En se frottant aux caïds de la pègre russe, Poutine a intégré une seconde règle : lorsque la bataille est inévitable, il ne faut jamais reculer, il faut s’engager à fond et aller jusqu’au bout, quel que soit le prix à payer. Une autre clé pour mieux comprendre la face cachée de Poutine, c’est le judo. Ce sport de combat lui permet d’anticiper sans bouger le mouvement de son adversaire et d’user de sa force à son profit. La troisième clé de compréhension, c’est la fourberie au sommet de l’Etat : l’homme a les réflexes de l’espion qui surveille ses ennemis et ses opposants pour les neutraliser avant qu’ils ne deviennent nocifs. La quatrième clé, c’est l’homme politique blessé par l’arrogance de l’Occident depuis la dislocation de l’Union soviétique en 1991 et son rêve de devenir, lui le minot gangster, le nouveau tsar de l’empire russe.

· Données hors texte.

PR #1027, opened 2026-03-16
Fuel Variable Accounting - Issue 1012

### LINKED ISSUE #1012: Too many identical (?) fuel variables

There are many different "total" fuel variables that sound like they should be identical (based on name and metadata description), but I am pretty sure they are not all identical but may be getting used interchangeably in various places in the code.

1) We need to get a list of which specific fuel variables we actually need, and decide on good names and useful descriptions for them
2) We need to go through the codebase and update components to use the actually correct fuel mass variables

A list of fuel mass variables I found that drove this initial confusion:
- `Mission.Summary.FUEL_BURNED`
- `Mission.Summary.FUEL_MASS`
- `Mission.Summary.FUEL_MASS_REQUIRED`
- `Mission.Summary.TOTAL_FUEL_MASS`
- `Aircraft.Fuel.TOTAL_CAPACITY`

Which ones contain unusable fuel and which do not is a key point of confusion. We probably only need 3? Tank total capacity (`Aircraft` value, fixed for sized aircraft), mass of fuel currently on the aircraft during the mission (decreases over time), and the total mass of fuel on the aircraft at mission start (does not change with time, fixed value) - because an aircraft can carry more fuel than it actually needs for the mission

_No response_

### Associated Bug Report

_No response_

ehariton:
## Summary

This PR includes a revamp and simplification of fuel mass variables to prevent users from incorrectly selecting variables that don't actually represent mission fuel burn. This included fixes to GASP to Aviary file conversion. As well as an additional doc page on how fuel is summed up. Also fixed some reports that were showing incorrect fuel burn values when takeoff was enabled.

### Name and Reference Changes
Renamed for clarity
`Mission.fuel.FUEL_MARGIN` -> `Mission.Fuel.VOLUME_MARGIN` this is a fuel margin and has little to do with fuel mass
`Aircraft.Design.RESERVE_FUEL_FRACTION` -> `Aircraft.Design.RESERVE_FUEL_MARGIN` we are tracking this as a % now

Removed from aviary variable hierarchy because they were internal variables in GASP and did not need to be set by the user:
`Mission.Summary.FUEL_MASS`
`Mission.Summary.FUEL_MASS_REQUIRED`

Updated OAS builder tests to refer to `Aircraft.Fuel.WING_FUEL_CAPACITY` rather than `Mission.Summary.FUEL_MASS` which was the mass of ALL fuel for the mission including in the fuselage and aux tanks!!

The initial mass used to calculate `Mission.Summary.FUEL_BURNED` is now always `Mission.Summary.GROSS_MASS` whereas before it was sometimes this and sometimes the first point in the first dymos phase.

### Calculations Updates
Changed the way `Mission.Summary.TOTAL_FUEL_MASS` is calculated to remove incorrect addition of  `Mission.fuel.FUEL_MARGIN`.

### Updates to GASP to Aviary conversion factors
INGASP.FVOL_MRG -> `Mission.Fuel.VOLUME_MARGIN`
Depending on the value for `FRESF`:
INGASP.FRESF -> `Aircraft.Design.RESERVE_FUEL_ADDITIONAL`
INGASP.FRESF -> `Aircraft.Design.RESERVE_FUEL_MARGIN`

### Test updates
A number of `FRESF` values were listed as small numbers (0.15 to 0.22) and were being converted to `RESERVE_FUEL_ADDITIONAL` in lbm. However, with the updates to `VOLUME_MARGIN`, this caused some BWB missions to stop converging so we modified the source .dat and .csv files for those examples to `FRESF = -.1` which kept the gross mass of the concept the same as the test values.

`reserve_fuel_margin_mass` calculation was updated to not use `Mission.Landing.TOUCHDOWN_MASS` since that is only calculated if Landing=True. This was swapped with the typical way of calculating fuel-burn by taking final mass - initial miss. 

A number of tests had ridiculously small tolerances (1e-9) that were being violated. These were relaxed to 1e-8.

The multi-mission test needed a few more iterations to converge with the change in `Mission.Summary.FUEL_BURNED` calculations so I bumped the iterations from 75 to 150.

### Report updates
The reports for mass summation from pre-mission located in mass_builder.py were changed to display `Mission.Summary.GROSS_MASS` rather than design gross mass. This was important because all the values in that section were mission specific aircraft details.

Fuel reports in `reports.py` were updated to properly include fuel burned in takeoff, which was not correctly being added when `include_takeoff=True`. This was done by referencing `mission:summary:fuel_burned` directly instead of trying to calculate initial mass - final mass again.

### Related Issues

- Resolves #1012

None

### New Dependencies

None


aviary/core/aviary_group.py
```diff
@@ -824,7 +824,9 @@ def add_post_mission_systems(self, verbosity=None):
 
         # Fuel burn in regular phases
         ecomp = om.ExecComp(
-            'fuel_burned = initial_mass - mass_final',  # TODO: Fix to be difference in cumulative fuel burn
+            'fuel_burned = initial_mass - mass_final',
+            # TODO: Fix to include any payloads dropped off during the mission
```
cmbenne3, line 828:
```suggestion
```

Remove TODO -It is already mentioned in issue #1032 so we track it in Git not within the codebase.

aviary/core/aviary_group.py
cmbenne3, line 1506: When do we not have a post mission?

aviary/docs/examples/OAS_subsystem.ipynb
```diff
@@ -105,7 +105,7 @@
     "                num_box_cp=51,\n",
     "            ),\n",
     "            promotes_inputs=[\n",
-    "                ('fuel', av.Mission.Summary.FUEL_MASS),\n",
+    "                ('fuel', av.Aircraft.Fuel.WING_FUEL_CAPACITY),\n",
```
cmbenne3, line 108: Strictly speaking this doesn't do the same thing - it will now calculate the maximum possible mass of the wing, not the mass of the wing when flown on a specific mission (assuming all the fuel for that mission was in the wing). I don't think this matters for the example.

aviary/docs/user_guide/images/Fuel_Breakdown_v2.png
cmbenne3, line 1: Did you want to split out Mission.Summary.Fuel_Burned into constitutent parts?
currently just:

- Takeoff
- Regular Phases

With Taxi out & Taxi In fuel to be modelled/included at a later date.

Do we have a Mission.Summary.RESERVE_FUEL? I guess in theory you could model a different reserve for your design mission than your current off-design mission...? This does seem like an unecessary complication at this stage!

aviary/docs/user_guide/fuel.ipynb
```diff
@@ -0,0 +1,101 @@
...
+    "# Fuel Burn Calculations\n",
+    "\n",
+    "The mass of the fuel consumed throughout the flight, and possibly consumed during the reserve mission as well, is calculated in aviary_group.py.\n",
+    "The fuel mass can be estimated in premission by assuming that the difference between the gross mass and the zero fuel mass is given to fuel.\n",
+    "However, for off-design missions, this estiamte will be inaccurate. For many design missions it can also be inaccurate.\n",
+    "These issues can be compounded by the fact that the aircraft could have some payload it was dropping during the mission. \n",
+    "Payloads currently do not have any place in the mass buildup.\n",
+    "\n",
+    "The most accurate fuel mass buildup is achieved only after flying the primary mission and the reserve missions. \n",
+    "\n",
```
cmbenne3:
```suggestion
```

I don't know what you mean by this? Payloads are included in the mass of the aircraft and appear in the mass buildup in the Aviary Dashboard?
I don't think the comment about buildup is necessary? Surely it's obvious you have to fly the mission before you can calculate how much fuel it required?
We should be consistent about whether we have a fuel buildup or breakdown?

aviary/docs/user_guide/fuel.ipynb
```diff
@@ -0,0 +1,101 @@
...
+    "## Fuel Mass\n",
+    "The Fuel Mass breakdown is as follows:\n",
+    "\n",
+    "- TOTAL_FUEL_MASS (mass)\n",
+    "    - FUEL_BURNED (mass)\n",
+    "    - RESERVE_FUEL (mass)\n",
+    "        - RESERVE_FUEL_BURNED (mass)\n",
+    "        - RESERVE_FUEL_ADDITIONAL (mass)\n",
+    "        - RESERVE_FUEL_MARGIN (%)\n",
+    "\n",
```
cmbenne3, line 27: Is it worth noting that unusable fuel is not counted as 'fuel' in our Aviary definition other than it takes up some of total_capacity. This is made clear by the diagram, but it is maybe unintuitive when we look at a variable called "Total Fuel Mass" in isolation.

aviary/docs/user_guide/fuel.ipynb
```diff
@@ -0,0 +1,101 @@
...
+    "## Maximum Fuel Mass \n",
+    "The total mass fuel that can fit into the vehcile, regardless of gross_mass or fuel volume constraints is as follows:\n",
```
cmbenne3:
```suggestion
    "The total mass fuel that is assumed to fit into the vehicle, regardless of gross_mass constraints is as follows:\n",
```
I think we factor in fuel volume constraints? Unless your point is that all our 'capacity' variables are actually masses not volumes?

aviary/docs/user_guide/fuel.ipynb
```diff
@@ -0,0 +1,101 @@
...
+    "    - UNUSABLE_FUEL_MASS (mass)\n",
+    "\n",
+    "## Constraints\n",
+    "The first constraint is used to ensure the fuel mass does not exceed the total fuel allowed in the fuel tanks.\n",
+    "This is enforced by evaluating {glue:md}`Mission.Constraints.EXCESS_FUEL_CAPACITY`. \n",
+    "If this value is below zero, then there is more fuel than capacity in the tanks. \n",
+    "This constraint can be disabled by setting {glue:md}`Aircraft.Fuel.IGNORE_FUEL_CAPACITY_CONSTRAINT` to True.\n",
+    "\n",
+    "A second constraint is used to ensure fuel mass never pushes the aircraft over the gross mass of the vehicle.\n",
+    "This constraint is alaways enforced by {glue:md}`Mission.Constraints.MASS_RESIDUAL`.\n",
```
cmbenne3, line 44: I guess it doesn't matter but I always think of this the other way -> "have I put enough fuel on the aircraft to fly the mission" -> if not then the optimizer will increase gross mass to put more fuel on! (for the design mission at least).

I guess for 'alternate' off design missions then this mass_residual will kick in and prevent you from overloading the aircraft in the way you describe.

aviary/examples/external_subsystems/OAS_mass/OAS_wing_mass_builder.py
```diff
@@ -49,7 +49,7 @@ def build_pre_mission(self, aviary_inputs):
                 num_box_cp=51,
             ),
             promotes_inputs=[
-                ('fuel', av.Mission.Summary.FUEL_MASS),
+                ('fuel', av.Aircraft.Fuel.WING_FUEL_CAPACITY),
```
cmbenne3, line 52: I think this does something subtly different, but as an example that's fine!

aviary/variable_info/variable_meta_data.py
```diff
@@ -1577,16 +1577,13 @@
 )
 
 add_meta_data(
-    Aircraft.Design.RESERVE_FUEL_FRACTION,
+    Aircraft.Design.RESERVE_FUEL_MARGIN,
```
cmbenne3, line 1602: In most places in aviary our variables are described as fractions values between 0-1, this sounds like this would need to be a value between 0-100? My preference would be to go for a fraction between 0-1 as I think this is more consistent with the rest of Aviary?

The input variable is given as a fraction or percentage, but we also call the output value RESEVE_FUEL_MARGIN, which is in units of fuel mass...? Not sure what we should do about that? Perhaps change the name of either the input or the output to make it clear one is a fraction and the other is the computed fuel total.

aviary/variable_info/variable_meta_data.py
```diff
@@ -1577,16 +1577,13 @@
...
     meta_data=_MetaData,
     historical_name={'GASP': None, 'FLOPS': None, 'LEAPS1': None},
     option=True,
     units='unitless',
-    desc='required fuel reserves: given as a proportion of mission fuel. This value must be nonnegative. '
-    'Mission fuel only includes normal phases and excludes reserve phases. '
-    'If it is 0.5, the reserve fuel is half of the mission fuel (one third of the total fuel). Note '
-    'it can be greater than 1. If it is 2, there would be twice as much reserve fuel as mission fuel '
-    '(the total fuel carried would be 1/3 for the mission and 2/3 for the reserve)',
+    desc='required fuel reserves: given as a precentage of mission fuel.'
```
cmbenne3, line 1607:
```suggestion
    desc='required fuel reserves: given as a fraction (0-1) of mission fuel.'
```

aviary/variable_info/variable_meta_data.py
```diff
@@ -3030,6 +3017,16 @@
     default_value=1.0,
 )
 
+add_meta_data(
+    Aircraft.Fuel.VOLUME_MARGIN,
+    meta_data=_MetaData,
+    historical_name={'GASP': 'INGASP.FVOL_MRG', 'FLOPS': None, 'LEAPS1': None},
+    units='unitless',
+    desc='Extra volume required in the wing fuel tank as a persantage of design mission fuel mass.'
```
cmbenne3:
```suggestion
    desc='Extra volume required in the wing fuel tank as a fraction of design mission fuel mass.'
```

aviary/interface/test/test_reserve_support.py
```diff
@@ -66,12 +66,12 @@ def test_gasp_relative_reserve(self):
...
 
-        res_frac = prob.aviary_inputs.get_val(
-            Aircraft.Design.RESERVE_FUEL_FRACTION, units='unitless'
+        reserve_percentage = prob.aviary_inputs.get_val(
+            Aircraft.Design.RESERVE_FUEL_MARGIN, units='unitless'
         )
         td_mass = prob.model.get_val(Mission.Landing.TOUCHDOWN_MASS, units='lbm')
         reserve = prob.model.get_val(Mission.Design.RESERVE_FUEL, units='lbm')
-        assert_near_equal(reserve, res_frac * (140000.0 - td_mass), 1e-3)
+        assert_near_equal(reserve, reserve_percentage / 100 * (140000.0 - td_mass), 1e-3)
```
cmbenne3, line 74: should we have the input variable as a fraction 0-1 or a percentage 0-100?
My preference would be as a fraction as I think it is generally more consistent with the rest of Aviary?

aviary/models/aircraft/blended_wing_body/generic_BWB_GASP.csv
```diff
@@ -31,7 +31,8 @@ aircraft:design:drag_coefficient_increment,0.00025,unitless
 aircraft:design:emergency_equipment_mass,100,lbm
 aircraft:design:max_structural_speed,402.5,mi/h
 aircraft:design:part25_structural_category,3,unitless
-aircraft:design:reserve_fuel_additional,0.2222,lbm
+aircraft:design:reserve_fuel_additional,0,lbm
+aircraft:design:reserve_fuel_margin,10.0,unitless
```
cmbenne3, line 35: Why do you need both volume and reserve margin?

aviary/core/aviary_group.py
ehariton: it looks like that "if post_mission" just checks if the user set it to true or false and depending on that, the reserve components get instantiated in a component with different names.

aviary/models/aircraft/blended_wing_body/generic_BWB_GASP.csv
ehariton: additional is a flat addition of a given number of LBM of fuel.

margin is + mission fuel burn %

aviary/interface/test/test_reserve_support.py
ehariton: it really hurts my brain to think of reserve fuel as a fraction which is why I moved to referring to Margin = percentage instead. Mind you I don't design aircraft....

aviary/variable_info/variable_meta_data.py
ehariton: `Aircraft.Fuel.VOLUME_MARGIN` is being used as a percentage not a fraction. See fuel.py

aviary/variable_info/variable_meta_data.py
ehariton: basically anywhere where the variable name is MARGIN that means percentage. I think we got the MARGIN wording from GASP? That's how they have been using it.

aviary/docs/user_guide/fuel.ipynb
ehariton: This is a good point, I meant deployable payloads. Payloads that do not arrive at the final destination. I'll update the wording.

ehariton: changed this to:



These issues can be compounded by the fact that the aircraft could have some payload it was dropping during the mission. 
Deployable payloads (payloads that are not delivered to the final destination) currently do not have any place in the overall aircraft mass buildup.



And removed comments on most accurate mass buildup.

aviary/docs/user_guide/images/Fuel_Breakdown_v2.png
ehariton: I will be working on a follow-on PR to address this. See #1032

aviary/docs/examples/OAS_subsystem.ipynb
ehariton: FUEL_MASS has been completely removed as a variable so we need some sort of stand-in for the example builder.

aviary/core/aviary_group.py
```diff
@@ -1519,39 +1507,45 @@ def add_fuel_reserve_component(
         else:
             reserve_calc_location = self.model
 
-        RESERVE_FUEL_FRACTION = self.aviary_inputs.get_val(
-            Aircraft.Design.RESERVE_FUEL_FRACTION, units='unitless'
+        RESERVE_FUEL_MARGIN = self.aviary_inputs.get_val(
```
Kenneth-T-Moore: Python PEP 8 reserves capitalized variables for constants, so the local variable RESERVE_FUEL_MARGIN should be lower case.

aviary/docs/user_guide/fuel.ipynb
ehariton: This is part of the reason I put together the graphic on fuel inf Fuel_Breakdown_v2.png because it helps the user understand what each of the elements contains and how it's all summed up.

I added a note in this section that unusable fuel is book kept under `USEFUL_LOAD`.

aviary/subsystems/test/test_premission.py
```diff
@@ -155,9 +155,7 @@ def test_GASP_mass_FLOPS_everything_else(self):
             Aircraft.Fuel.FUEL_SYSTEM_MASS: 1721.08,  # modified from GASP value to account for updated crew mass. GASP value is 1757
             Aircraft.Design.STRUCTURE_MASS: 50931.4,
             Aircraft.Fuselage.MASS: 18833.76678366,  # modified from GASP value to account for updated crew mass. GASP value is 18814
```
Kenneth-T-Moore, line 157: I think I would still test these removed values, but since the variables were removed from the dictionary, you will need to test the new local variable names instead.

aviary/docs/user_guide/fuel.ipynb
ehariton: we don't track fuel volume because fuel capacity for all the tanks is always measured in lbm. I did add a note regarding this is essentially a volume constraint.

aviary/docs/user_guide/fuel.ipynb
ehariton: yeah it really matters in alternate mission where the design gross mass can't change. I can add a note of that.

aviary/variable_info/variable_meta_data.py
ehariton: I'm going to leave this as a precentage

aviary/core/aviary_group.py
ehariton: RESERVE_FUEL_ADDITIONAL and RESERVE_FUEL_MARGIN updated to lowercase in local assignments

aviary/subsystems/mass/flops_based/mass_summation.py
```diff
@@ -430,23 +428,3 @@ def compute(self, inputs, outputs):
...
-
-    def setup_partials(self):
-        self.declare_partials(Mission.Summary.FUEL_MASS, Mission.Design.GROSS_MASS, val=1)
-        self.declare_partials(Mission.Summary.FUEL_MASS, Mission.Summary.ZERO_FUEL_MASS, val=-1)
-
-    def compute(self, inputs, outputs):
-        zero_fuel_mass = inputs[Mission.Summary.ZERO_FUEL_MASS]
-        gross_mass = inputs[Mission.Design.GROSS_MASS]
-
-        outputs[Mission.Summary.FUEL_MASS] = gross_mass - zero_fuel_mass
```
Kenneth-T-Moore, line 452: There is still some value in having the actual fuel in the aircraft as a variable that could be passed into the mission so that we can compute the CG of the aircraft over the mission. I think in that case, we would want:

gross_mass - zero_fuel_mass + unusable_fuel_mass

ehariton: I'll do this as a follow-up PR since this PR is already large / complicated enough.

aviary/core/aviary_group.py
```diff
@@ -1519,48 +1507,54 @@ def add_fuel_reserve_component(
...
             reserve_calc_location = self.model
 
-        RESERVE_FUEL_FRACTION = self.aviary_inputs.get_val(
-            Aircraft.Design.RESERVE_FUEL_FRACTION, units='unitless'
+        reserve_fuel_margin = self.aviary_inputs.get_val(
+            Aircraft.Design.RESERVE_FUEL_MARGIN, units='unitless'
         )
-        if RESERVE_FUEL_FRACTION != 0:
+        if reserve_fuel_margin != 0:
+            # Originally tried to reference Mission.Summary.FUEL_BURNED for fuel burn but in some tests this led to errors
```
jkirk5, line 1514: Which tests, and what error? I'm guessing that happens because 95% of tests don't run a mission, so FUEL_BURNED simply never gets calculated

aviary/models/aircraft/advanced_single_aisle/advanced_single_aisle_data.py
```diff
@@ -342,7 +342,6 @@
 outputs.set_val(Mission.Summary.USEFUL_LOAD, 5100, 'lbm')
 outputs.set_val(Aircraft.Design.TOTAL_WETTED_AREA, 7956.515738, 'ft**2')
 outputs.set_val(Mission.Summary.ZERO_FUEL_MASS, 103442.0, 'lbm')
-outputs.set_val(Mission.Summary.FUEL_MASS, 26292.0, 'lbm')
```
jkirk5, line 345: Should this be changed to FUEL_BURNED? This prevents us from checking the mission fuel in tests

Kenneth-T-Moore (approved):

aviary/core/aviary_group.py
ehariton: I think this was more of a note to myself that when I tried to use `Mission.Summary.FUEL_BURNED` instead of (initial_mass - final_mass), some tests broke. I'm hoping I can revise how the fuel-burn is calculated in my follow-on PR.

aviary/models/aircraft/advanced_single_aisle/advanced_single_aisle_data.py
ehariton: `Mission.Summary.FUEL_MASS` is no longer calculated by aviary. It's one of those masses that we removed because it was just internal to a GASP calculation. Now that's it's an internal variable we could potentially check it by reaching into that subsystem and examining it's local assignment. But again, this is just meant to size the fuel tanks and fuel systems and never represented the actual fuel going onto the system.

Les dirigeants européens, toutes tendances confondues, se trompent encore lorsqu’ils censurent les héros culturels de la Russie : Dostoïevski, Gogol, Tolstoï et même le cosmonaute Gagarine sont bannis dans le monde, les enfants russes sont confinés en Allemagne de peur de subir des représailles, bref, la seule issue est de retrouver le sens du dialogue et de respecter les symboles russes, qui s’inspirent volontiers de Napoléon et du général De Gaulle. On peut penser ce qu’on voudra de Poutine, mais cet homme est capable, si nous n’y prenons garde, de mettre l’Europe à genoux.